The event of all the preceding fevers (intermittent excepted) is terminated with precipitancy in a few days, or, at the utmost, a few weeks in recovery, in death, or in some other disease. The predictions in fevers, and indeed in all diseases, should be deduced from the comparative mortality at different ages; the comparative mortality by different fevers; the symptoms peculiar to each genus, whether ominous or propitious; and the general symptoms applicable to an intire group or class. These enrich medicine with a rudder, compass and quadrant: in them consist the tactick and the sublime of medical divination. We have already treated of the three former, and have now only to add the general febrile predictions.
It is foreign to my plan, to squander time or words, in eulogy or censure of those elaborate treatises on the pulse and urine, and their presumed extensive application to the diagnostick and prognostick of diseases. Of strength and weakness, hardness and softness, fulness and inanition, slowness, celerity, velocity, saliency, intermission, irregularity, and a few other distinctions of the circulation and arterial pulsation, we are competent judges; and of the measurement of velocity to a still greater nicety with the stop-watch.
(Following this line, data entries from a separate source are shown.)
Issue #1930, opened 2016-01-29
Warnings generated from onCustomContextMenuActionImplementation() in AMCurrentAmplifierView


dretrex:
This is a small code cleanup that should be done because it generates a bunch of warnings.  I'm mostly making this an issue because it's the kind of thing that we should try to avoid coding ourselves and also to try and be diligent in our code review to spot these as well.

@XuetaoLiu-CLS, I'm going to assign this one to you since it is in the code you wrote.  Mostly because something I didn't notice before was now there are two context menu slots:

```c++
void onCustomContextMenuRequested(QPoint position);
virtual void onCustomContextMenuActionImplementation(QMenu *contextMenu);
```

Yours is the `QMenu *` and we should stick with that one, but could you make sure that only the `onCustomContextMenuActionImplementation()` version is being used and remove the other one?  Thanks!

XuetaoLiu-CLS:
Time estimate: 10 minutes

XuetaoLiu-CLS:
Both functions are required. One is the slot itself, the other is for customized implementation of the subclasses.

PR #1938, opened 2016-02-02
Pull Request for Issue1930: code refactor - move the slot implementation function to the non-slot functions

XuetaoLiu-CLS:
#1930 

- The customized functions for AMCurrentAmplifierView should be "protected" instead of "protected slot".
- Add Q_UNUSED() for the default implementation of the context menu function


XuetaoLiu-CLS:
@dretrex #1930 is not accurate. Both functions are required. One is the slot itself and the other is for customized implementation. it is similar to the other functions of AMCurrentAmplifiler.

dretrex:
Okay, great.  Thanks a lot for doing this @XuetaoLiu-CLS.  Looks good.
Time Estimate: 5 minutes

But, with all due reverence to Galen and his copyists, down to De Bordeu, in discriminating the multitude and variety, if I may be permitted the expression, of complicated tones, combinations, divisions, subdivisions, chromaticks and chords in the arterial vibrations, we confess the bluntness and incapacity of our tangible organs. We have still fewer scruples to disclaim that affected sagacity and alchymistical intuition, of forming auguries from the urine; from its innumerable shades, intermixtures, pellicles, precipitation, and sediment. This is, even in our time, one of the decoys in vaticination to inveigle the ignorant and credulous; the stale manœuvres and chiromancy of vagabond empiricism and imposture.
A few words will finish our general remarks on the pulse. From physiology, we know that the whole mass of blood is circulated round the body from the heart, its lever and center, to the circumference, and back again, in the space of a few minutes. But in the velocity of the crimson torrent and arterial pulsation, prodigious variations ensue from age, sex, constitution, peculiar temperament, climate, season, food, drink, mental passions, exercise, rest, sleep, waking, health, different diseases, and different periods of the day. It is therefore, singly, a precarious sign; and did time permit, there would be no difficulty in demonstrating the urine to be infinitely more fallible. From infancy to old age, the velocity of the blood decreases, and is one half slower: in the adult and middle age, between sixty and eighty pulsations every minute is the usual natural pace: the febrile pulse is marked at 96, and is sometimes spurred to 130 or 140; and in infants sometimes outstrips the divisions of time or accurate mensuration.
All fevers with dangerous symptoms may be termed malignant; but in general, this term is appropriated to fevers, intermittent, remittent, nervous, putrid, exanthematous, and also to some of those complicated with topical inflammation. General prognosticks of danger are indicated by a concatenation of few or many of the following symptoms, which may, in some degree, be transposed to the intire febrile class; and to the phlogistick order not yet surveyed: as the brain, lungs, abdominal viscera, and organs indispensible to life, much deranged: debility in the executive and legislative functions; or vital, natural, and animal: signs of putrefactions.